Task material>
***
PR #4145, opened 2016-11-05
Remove LocationUtils tests

pshrmn:
Just noticed https://github.com/ReactTraining/react-router/commit/8e717b7135a38e26c8d89f69fe437b7c1849a583#commitcomment-19552486.


timdorr:
@ryanflorence and I talked about this. I disagree that adding unit tests is a bad thing. It helps prevent regressions and keeps our APIs, even internal ones, stable.

ryanflorence:
i only have room for one religion in my life, so let's leave the tests here
😜

PR #9900, opened 2023-01-13
feat: allow Link's "to" prop to accept external urls

mcansh:
complimentary work for https://github.com/remix-run/remix/issues/5016

### DIFF
--- a/packages/react-router-dom/index.tsx
+++ b/packages/react-router-dom/index.tsx
@@ -409,9 +409,9 @@ export const Link = React.forwardRef<HTMLAnchorElement, LinkProps>(
     },
     ref
   ) {
-    let toString = to.toString();
-    let isExternal = /^[a-z]+:/.test(toString);
-    let href = useHref(to, { relative });
+    let toString = typeof to === "string" ? to : createPath(to);
+    let isExternal = toString.startsWith("//") || /^[a-z]+:/.test(toString);
+    let href = useHref(toString, { relative });
     let internalOnClick = useLinkClickHandler(to, {
       replace,
       state,
--- a/packages/react-router-dom/index.tsx
+++ b/packages/react-router-dom/index.tsx
@@ -409,6 +409,8 @@ export const Link = React.forwardRef<HTMLAnchorElement, LinkProps>(
     },
     ref
   ) {
+    let toString = to.toString();
+    let isExternal = /^[a-z]+:/.test(toString);
     let href = useHref(to, { relative });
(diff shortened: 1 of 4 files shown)


packages/react-router-dom/index.tsx
```diff
@@ -409,6 +409,8 @@ export const Link = React.forwardRef<HTMLAnchorElement, LinkProps>(
     },
     ref
   ) {
+    let toString = to.toString();
+    let isExternal = /^[a-z]+:/.test(toString);
```
jenseng, line 413: URLs can be scheme relative as well, e.g. `//example.com/some/path`

jenseng:
very cool, though it looks like i'll want to deprecate [`remix-react-routes/no-urls`](https://github.com/jenseng/eslint-plugin-remix-react-routes/tree/main/src/rules/no-urls) if/when this lands in remix 😅

packages/react-router-dom/index.tsx
```diff
@@ -409,7 +409,9 @@ export const Link = React.forwardRef<HTMLAnchorElement, LinkProps>(
     },
     ref
   ) {
-    let href = useHref(to, { relative });
+    let toString = typeof to === "string" ? to : createPath(to);
+    let isExternal = toString.startsWith("//") || /^[a-z]+:/.test(toString);
```
brophdawg11, line 413: Should we use the same regex from https://github.com/remix-run/react-router/pull/9829?  I _think_ the same check would work for both of these scenarios

packages/react-router-dom/index.tsx
```diff
@@ -430,8 +432,8 @@ export const Link = React.forwardRef<HTMLAnchorElement, LinkProps>(
       // eslint-disable-next-line jsx-a11y/anchor-has-content
       <a
         {...rest}
-        href={href}
-        onClick={reloadDocument ? onClick : handleClick}
+        href={isExternal ? toString : href}
+        onClick={isExternal || reloadDocument ? onClick : handleClick}
```
brophdawg11, line 436: Check out this semi-related bug that got reported over the weekend: https://github.com/remix-run/react-router/pull/9913.  Remix handled same-origin absolute URLs as internal client-side transitions (`redirect('https://www.currentorigin.com/path')`) which we missed in 1.10.  

We should probably keep the same behavior on `<Link to>` since they can always opt-into hard-reload with `reloadDocument`?  Should just need to strip off the origin in `toString` before `useHref` if it matches current origin (I think 😉 )

brophdawg11 (approved):

PR #9913, opened 2023-01-17
Fix 404 bug with same-origin absolute redirects

brophdawg11:
Fixes a small 1.10.0 regression in same-origin absolute redirects

Former Remix logic: https://github.com/remix-run/remix/blob/%40remix-run/serve%401.7.6/packages/remix-react/routes.tsx#L227

Closes: https://github.com/remix-run/remix/issues/5117

### DIFF
--- a/packages/router/router.ts
+++ b/packages/router/router.ts
@@ -1901,7 +1901,7 @@ export function createRouter(init: RouterInit): Router {
     );
 
     // Check if this an external redirect that goes to a new origin
-    if (typeof window?.location !== "undefined") {
+    if (isBrowser && typeof window?.location !== "undefined") {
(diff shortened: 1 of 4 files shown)


packages/router/router.ts
```diff
@@ -1901,7 +1901,7 @@ export function createRouter(init: RouterInit): Router {
     );
 
     // Check if this an external redirect that goes to a new origin
-    if (typeof window?.location !== "undefined") {
+    if (isBrowser && typeof window?.location !== "undefined") {
```
brophdawg11, line 1904: Ensure in-memory routers don't try this `window` check

jacob-ebey (approved):

PR #9938, opened 2023-01-18
Update contributors.yml

ezeking3:
added my name


MichaelDeBoey:
@ezeking3 You can do this the same time when creating an actual PR, there's no need to do it up front.

PR #9941, opened 2023-01-19
Update popstate warning when popping to an unknown location

brophdawg11:


packages/router/history.ts
```diff
@@ -625,14 +625,11 @@ function getUrlBasedHistory(
...
-        `You are trying to block a POP navigation to a location that was not ` +
-          `created by @remix-run/router. The block will fail silently in ` +
-          `production, but in general you should do all navigation with the ` +
-          `router (instead of using window.history.pushState directly) ` +
-          `to avoid this situation.`
+        `You are trying to perform a POP navigation to a location that was not ` +
+          `created by @remix-run/router. This won't work and will fail silently ` +
+          `in production.  In general, you should do all navigation with the ` +
+          `router to avoid this situation (instead of using window.history.pushState ` +
+          `or assigning directly to window.location.hash).`
```
brophdawg11, line 632: This warning was specific to blocking but also applies to direct `window.location.hash` assignments so I made it a bit more generic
***
Task objective> Could the entries above be output once more, exactly as they are?

Written response>
PR #4145, opened 2016-11-05
Remove LocationUtils tests

pshrmn:
Just noticed https://github.com/ReactTraining/react-router/commit/8e717b7135a38e26c8d89f69fe437b7c1849a583#commitcomment-19552486.


timdorr:
@ryanflorence and I talked about this. I disagree that adding unit tests is a bad thing. It helps prevent regressions and keeps our APIs, even internal ones, stable.

ryanflorence:
i only have room for one religion in my life, so let's leave the tests here
😜

PR #9900, opened 2023-01-13
feat: allow Link's "to" prop to accept external urls

mcansh:
complimentary work for https://github.com/remix-run/remix/issues/5016

### DIFF
--- a/packages/react-router-dom/index.tsx
+++ b/packages/react-router-dom/index.tsx
@@ -409,9 +409,9 @@ export const Link = React.forwardRef<HTMLAnchorElement, LinkProps>(
     },
     ref
   ) {
-    let toString = to.toString();
-    let isExternal = /^[a-z]+:/.test(toString);
-    let href = useHref(to, { relative });
+    let toString = typeof to === "string" ? to : createPath(to);
+    let isExternal = toString.startsWith("//") || /^[a-z]+:/.test(toString);
+    let href = useHref(toString, { relative });
     let internalOnClick = useLinkClickHandler(to, {
       replace,
       state,
--- a/packages/react-router-dom/index.tsx
+++ b/packages/react-router-dom/index.tsx
@@ -409,6 +409,8 @@ export const Link = React.forwardRef<HTMLAnchorElement, LinkProps>(
     },
     ref
   ) {
+    let toString = to.toString();
+    let isExternal = /^[a-z]+:/.test(toString);
     let href = useHref(to, { relative });
(diff shortened: 1 of 4 files shown)


packages/react-router-dom/index.tsx
```diff
@@ -409,6 +409,8 @@ export const Link = React.forwardRef<HTMLAnchorElement, LinkProps>(
     },
     ref
   ) {
+    let toString = to.toString();
+    let isExternal = /^[a-z]+:/.test(toString);
```
jenseng, line 413: URLs can be scheme relative as well, e.g. `//example.com/some/path`

jenseng:
very cool, though it looks like i'll want to deprecate [`remix-react-routes/no-urls`](https://github.com/jenseng/eslint-plugin-remix-react-routes/tree/main/src/rules/no-urls) if/when this lands in remix 😅

packages/react-router-dom/index.tsx
```diff
@@ -409,7 +409,9 @@ export const Link = React.forwardRef<HTMLAnchorElement, LinkProps>(
     },
     ref
   ) {
-    let href = useHref(to, { relative });
+    let toString = typeof to === "string" ? to : createPath(to);
+    let isExternal = toString.startsWith("//") || /^[a-z]+:/.test(toString);
```
brophdawg11, line 413: Should we use the same regex from https://github.com/remix-run/react-router/pull/9829?  I _think_ the same check would work for both of these scenarios

packages/react-router-dom/index.tsx
```diff
@@ -430,8 +432,8 @@ export const Link = React.forwardRef<HTMLAnchorElement, LinkProps>(
       // eslint-disable-next-line jsx-a11y/anchor-has-content
       <a
         {...rest}
-        href={href}
-        onClick={reloadDocument ? onClick : handleClick}
+        href={isExternal ? toString : href}
+        onClick={isExternal || reloadDocument ? onClick : handleClick}
```
brophdawg11, line 436: Check out this semi-related bug that got reported over the weekend: https://github.com/remix-run/react-router/pull/9913.  Remix handled same-origin absolute URLs as internal client-side transitions (`redirect('https://www.currentorigin.com/path')`) which we missed in 1.10.  

We should probably keep the same behavior on `<Link to>` since they can always opt-into hard-reload with `reloadDocument`?  Should just need to strip off the origin in `toString` before `useHref` if it matches current origin (I think 😉 )

brophdawg11 (approved):

PR #9913, opened 2023-01-17
Fix 404 bug with same-origin absolute redirects

brophdawg11:
Fixes a small 1.10.0 regression in same-origin absolute redirects

Former Remix logic: https://github.com/remix-run/remix/blob/%40remix-run/serve%401.7.6/packages/remix-react/routes.tsx#L227

Closes: https://github.com/remix-run/remix/issues/5117

### DIFF
--- a/packages/router/router.ts
+++ b/packages/router/router.ts
@@ -1901,7 +1901,7 @@ export function createRouter(init: RouterInit): Router {
     );
 
     // Check if this an external redirect that goes to a new origin
-    if (typeof window?.location !== "undefined") {
+    if (isBrowser && typeof window?.location !== "undefined") {
(diff shortened: 1 of 4 files shown)


packages/router/router.ts
```diff
@@ -1901,7 +1901,7 @@ export function createRouter(init: RouterInit): Router {
     );
 
     // Check if this an external redirect that goes to a new origin
-    if (typeof window?.location !== "undefined") {
+    if (isBrowser && typeof window?.location !== "undefined") {
```
brophdawg11, line 1904: Ensure in-memory routers don't try this `window` check

jacob-ebey (approved):

PR #9938, opened 2023-01-18
Update contributors.yml

ezeking3:
added my name


MichaelDeBoey:
@ezeking3 You can do this the same time when creating an actual PR, there's no need to do it up front.

PR #9941, opened 2023-01-19
Update popstate warning when popping to an unknown location

brophdawg11:


packages/router/history.ts
```diff
@@ -625,14 +625,11 @@ function getUrlBasedHistory(
...
-        `You are trying to block a POP navigation to a location that was not ` +
-          `created by @remix-run/router. The block will fail silently in ` +
-          `production, but in general you should do all navigation with the ` +
-          `router (instead of using window.history.pushState directly) ` +
-          `to avoid this situation.`
+        `You are trying to perform a POP navigation to a location that was not ` +
+          `created by @remix-run/router. This won't work and will fail silently ` +
+          `in production.  In general, you should do all navigation with the ` +
+          `router to avoid this situation (instead of using window.history.pushState ` +
+          `or assigning directly to window.location.hash).`
```
brophdawg11, line 632: This warning was specific to blocking but also applies to direct `window.location.hash` assignments so I made it a bit more generic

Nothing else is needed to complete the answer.